**Records**

PR #2987, opened 2024-11-19
py: subtraction test for DATE type

rivudhk:


python/tests/arithmetic_tests/test_tables.py
```diff
@@ -0,0 +1,19 @@
...
+    def __init__(self):
+        self.sql = """CREATE FUNCTION d()
+                      RETURNS DATE NOT NULL AS
+                      CAST('1970-01-01' AS DATE);
+
+                      CREATE TABLE date_tbl(
+                      id INT,
+                      c1 DATE NOT NULL,
+                      c2 DATE)"""
+        self.data = [
```
mihaibudiu, line 16: for dates/timestamps we will need to have wider coverage.
we need dates before 1970, and also dates before the Gregorian Calendar, i.e., Oct 1582.
moreover, dates before year 1 are illegal, and we do not support dates after 9999, so we will have to see what we do about negative tests as well.

python/tests/arithmetic_tests/test_date.py
```diff
@@ -0,0 +1,76 @@
...
+# FROM date_tbl;
+
+# SELECT
+#     id,
+#     c1_minus_c2_days * 86400 AS c1_minus_c2_seconds  -- Convert days to seconds
+# FROM date_sub_date;
+
+
+class arithtst_date_minus_interval(TstView):
+    def __init__(self):
```
mihaibudiu, line 42: let's distinguish between short intervals (days to seconds) and long intervals (months and years) and write separate tests for these. you can keep these tests, but call them _sort_interval

python/tests/arithmetic_tests/test_time.py
```diff
@@ -0,0 +1,72 @@
...
+#     (c1 - c2) AS c1_minus_c2_days
+# FROM time_tbl;
+#
+# SELECT
+#     id,
+#     EXTRACT(EPOCH FROM c1_minus_c2_days) AS c1_minus_c2_seconds
+# FROM time_sub_time;
+
+
+class arithtst_time_minus_interval(TstView):
```
mihaibudiu, line 40: same comment about intervals

mihaibudiu (approved):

**Task item**
Write the listing out again in full, exactly as it stands above.

**The answer**
PR #2987, opened 2024-11-19
py: subtraction test for DATE type

rivudhk:


python/tests/arithmetic_tests/test_tables.py
```diff
@@ -0,0 +1,19 @@
...
+    def __init__(self):
+        self.sql = """CREATE FUNCTION d()
+                      RETURNS DATE NOT NULL AS
+                      CAST('1970-01-01' AS DATE);
+
+                      CREATE TABLE date_tbl(
+                      id INT,
+                      c1 DATE NOT NULL,
+                      c2 DATE)"""
+        self.data = [
```
mihaibudiu, line 16: for dates/timestamps we will need to have wider coverage.
we need dates before 1970, and also dates before the Gregorian Calendar, i.e., Oct 1582.
moreover, dates before year 1 are illegal, and we do not support dates after 9999, so we will have to see what we do about negative tests as well.

python/tests/arithmetic_tests/test_date.py
```diff
@@ -0,0 +1,76 @@
...
+# FROM date_tbl;
+
+# SELECT
+#     id,
+#     c1_minus_c2_days * 86400 AS c1_minus_c2_seconds  -- Convert days to seconds
+# FROM date_sub_date;
+
+
+class arithtst_date_minus_interval(TstView):
+    def __init__(self):
```
mihaibudiu, line 42: let's distinguish between short intervals (days to seconds) and long intervals (months and years) and write separate tests for these. you can keep these tests, but call them _sort_interval

python/tests/arithmetic_tests/test_time.py
```diff
@@ -0,0 +1,72 @@
...
+#     (c1 - c2) AS c1_minus_c2_days
+# FROM time_tbl;
+#
+# SELECT
+#     id,
+#     EXTRACT(EPOCH FROM c1_minus_c2_days) AS c1_minus_c2_seconds
+# FROM time_sub_time;
+
+
+class arithtst_time_minus_interval(TstView):
```
mihaibudiu, line 40: same comment about intervals

mihaibudiu (approved):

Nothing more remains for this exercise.